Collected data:
PR #921, opened 2025-02-03
Collapsible validation time fix.

UlysseFG:


frontend/src/modules/experimentRunLanes/actions.ts
```diff
@@ -44,6 +46,28 @@ export function setRunLaneValidationStatus(lane: LaneInfo, status: ValidationSta
 	}
 }
 
+export function setRunLaneValidationTime(lane: LaneInfo) {
+	return async (dispatch, getState) => {
+    const validationTime = lane.datasets.reduce<string | undefined>((latest, dataset) => {
+      const currentDatasetTime = getState().datasets.itemsByID[dataset.datasetID].latest_validation_update
```
nafiz1001, line 52: I would rename `currentDatasetTime` to `latestValidationTime`.

frontend/src/modules/experimentRunLanes/reducers.ts
```diff
@@ -56,6 +57,18 @@ function reducers(state: Draft<ExperimentRunLanesState>, action: AnyAction): Exp
...
+			const experimentRunLanes = state.runs[experimentRunName] as ExperimentRunLanes
+			if (experimentRunLanes) {
+				const lane = experimentRunLanes.lanes.find(x => x.laneNumber === laneNumber)
+				if (lane) {
+					lane.validationTime = validationTime
+				}
+			}
+			break 
+		}
+
```
nafiz1001, line 71: My condolence.

nafiz1001: Thankfully it's using immer.

nafiz1001 (approved):
After my changes, I approve.

frontend/src/components/experimentRuns/ExperimentRunValidation.tsx
```diff
@@ -59,53 +59,36 @@ function ExperimentRunValidation({ experimentRunName }: ExperimentRunValidationP
 
 	}, [experimentRunName, experimentRunLanesState])
 
+	const updateLane = useCallback((lane: LaneInfo) => {
+		Promise.allSettled(lane.datasets.map((dataset) => dispatch(get(dataset.datasetID)))).finally(() => {
```
UlysseFG, line 63: Any clue why this is working without await ? I spent a good while without it having the promise returning right away ... From looking at the console you need the await otherwise you get spammed with calls to the backend ... it ends up falling back on its feet but i think it is a bit random.

UlysseFG: > From looking at the console you need the await otherwise you get spammed with calls to the backend ... it ends up falling back on its feet but i think it is a bit random.
Apparently it is not the await ... some useEffect within the collapsible gets all excited once we start refreshing the store...

nafiz1001: > Any clue why this is working without await ? I spent a good while without it having the promise returning right away ... From looking at the console you need the await otherwise you get spammed with calls to the backend ... it ends up falling back on its feet but i think it is a bit random.

It might be because you used curly braces which returns `void` by default unless you explicitly return a `Promise` value.

nafiz1001: `async (dataset) => {dispatch(get(dataset.datasetID))}`

Without an the await keyword, it just returns void.

frontend/src/components/experimentRuns/ExperimentRunValidation.tsx
```diff
@@ -162,14 +152,19 @@ function LanePanel({ lane, canValidate, canReset, isValidationInProgress, setPas
   const datasetsById = useAppSelector(selectDatasetsByID)
 	const [datasets, setDatasets] = useState<Dataset[]>([])
 
+  useEffect(() => {
+    const refreshedDatasets = lane.datasets.map((dataset) => datasetsById[dataset.datasetID])
+    setDatasets(refreshedDatasets as Dataset[])
```
nafiz1001, line 157: `useMemo` would be simpler

frontend/src/modules/experimentRunLanes/actions.ts
```diff
@@ -47,12 +47,12 @@ export function setRunLaneValidationStatus(lane: LaneInfo, status: ValidationSta
 }
 
 export function setRunLaneValidationTime(lane: LaneInfo) {
-	return async (dispatch: AppDispatch, getState: () => RootState) => {
-    const latestValidationTime = lane.datasets.reduce<string | undefined>((latest, dataset) => {
+  return async (dispatch: AppDispatch, getState: () => RootState) => {
+    const validationTime = lane.datasets.reduce<string | undefined>((latest, dataset) => {
```
nafiz1001, line 51: why rename `latestValidationTime` to `validationTime`.

UlysseFG: LatestValidationTime gives the impression there is more than one ... this is the only value available ... multiple time. Keeping it simple is part of making it clear in that case.

frontend/src/components/experimentRuns/ExperimentRunValidation.tsx
```diff
@@ -162,14 +152,19 @@ function LanePanel({ lane, canValidate, canReset, isValidationInProgress, setPas
...
+	}, [datasetsById])
+
```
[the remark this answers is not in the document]
UlysseFG: Maybe ... Not sure how as far as i can see it would me similar code with an extra wrapper ...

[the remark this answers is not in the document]
nafiz1001: It's slightly better because you don't need to wait for the next rerender to get the refreshed datasets.

nafiz1001 (approved):
Tested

## Description of the task
Exact output of every entry is required.

## Task result
PR #921, opened 2025-02-03
Collapsible validation time fix.

UlysseFG:


frontend/src/modules/experimentRunLanes/actions.ts
```diff
@@ -44,6 +46,28 @@ export function setRunLaneValidationStatus(lane: LaneInfo, status: ValidationSta
 	}
 }
 
+export function setRunLaneValidationTime(lane: LaneInfo) {
+	return async (dispatch, getState) => {
+    const validationTime = lane.datasets.reduce<string | undefined>((latest, dataset) => {
+      const currentDatasetTime = getState().datasets.itemsByID[dataset.datasetID].latest_validation_update
```
nafiz1001, line 52: I would rename `currentDatasetTime` to `latestValidationTime`.

frontend/src/modules/experimentRunLanes/reducers.ts
```diff
@@ -56,6 +57,18 @@ function reducers(state: Draft<ExperimentRunLanesState>, action: AnyAction): Exp
...
+			const experimentRunLanes = state.runs[experimentRunName] as ExperimentRunLanes
+			if (experimentRunLanes) {
+				const lane = experimentRunLanes.lanes.find(x => x.laneNumber === laneNumber)
+				if (lane) {
+					lane.validationTime = validationTime
+				}
+			}
+			break 
+		}
+
```
nafiz1001, line 71: My condolence.

nafiz1001: Thankfully it's using immer.

nafiz1001 (approved):
After my changes, I approve.

frontend/src/components/experimentRuns/ExperimentRunValidation.tsx
```diff
@@ -59,53 +59,36 @@ function ExperimentRunValidation({ experimentRunName }: ExperimentRunValidationP
 
 	}, [experimentRunName, experimentRunLanesState])
 
+	const updateLane = useCallback((lane: LaneInfo) => {
+		Promise.allSettled(lane.datasets.map((dataset) => dispatch(get(dataset.datasetID)))).finally(() => {
```
UlysseFG, line 63: Any clue why this is working without await ? I spent a good while without it having the promise returning right away ... From looking at the console you need the await otherwise you get spammed with calls to the backend ... it ends up falling back on its feet but i think it is a bit random.

UlysseFG: > From looking at the console you need the await otherwise you get spammed with calls to the backend ... it ends up falling back on its feet but i think it is a bit random.
Apparently it is not the await ... some useEffect within the collapsible gets all excited once we start refreshing the store...

nafiz1001: > Any clue why this is working without await ? I spent a good while without it having the promise returning right away ... From looking at the console you need the await otherwise you get spammed with calls to the backend ... it ends up falling back on its feet but i think it is a bit random.

It might be because you used curly braces which returns `void` by default unless you explicitly return a `Promise` value.

nafiz1001: `async (dataset) => {dispatch(get(dataset.datasetID))}`

Without an the await keyword, it just returns void.

frontend/src/components/experimentRuns/ExperimentRunValidation.tsx
```diff
@@ -162,14 +152,19 @@ function LanePanel({ lane, canValidate, canReset, isValidationInProgress, setPas
   const datasetsById = useAppSelector(selectDatasetsByID)
 	const [datasets, setDatasets] = useState<Dataset[]>([])
 
+  useEffect(() => {
+    const refreshedDatasets = lane.datasets.map((dataset) => datasetsById[dataset.datasetID])
+    setDatasets(refreshedDatasets as Dataset[])
```
nafiz1001, line 157: `useMemo` would be simpler

frontend/src/modules/experimentRunLanes/actions.ts
```diff
@@ -47,12 +47,12 @@ export function setRunLaneValidationStatus(lane: LaneInfo, status: ValidationSta
 }
 
 export function setRunLaneValidationTime(lane: LaneInfo) {
-	return async (dispatch: AppDispatch, getState: () => RootState) => {
-    const latestValidationTime = lane.datasets.reduce<string | undefined>((latest, dataset) => {
+  return async (dispatch: AppDispatch, getState: () => RootState) => {
+    const validationTime = lane.datasets.reduce<string | undefined>((latest, dataset) => {
```
nafiz1001, line 51: why rename `latestValidationTime` to `validationTime`.

UlysseFG: LatestValidationTime gives the impression there is more than one ... this is the only value available ... multiple time. Keeping it simple is part of making it clear in that case.

frontend/src/components/experimentRuns/ExperimentRunValidation.tsx
```diff
@@ -162,14 +152,19 @@ function LanePanel({ lane, canValidate, canReset, isValidationInProgress, setPas
...
+	}, [datasetsById])
+
```
[the remark this answers is not in the document]
UlysseFG: Maybe ... Not sure how as far as i can see it would me similar code with an extra wrapper ...

[the remark this answers is not in the document]
nafiz1001: It's slightly better because you don't need to wait for the next rerender to get the refreshed datasets.

nafiz1001 (approved):
Tested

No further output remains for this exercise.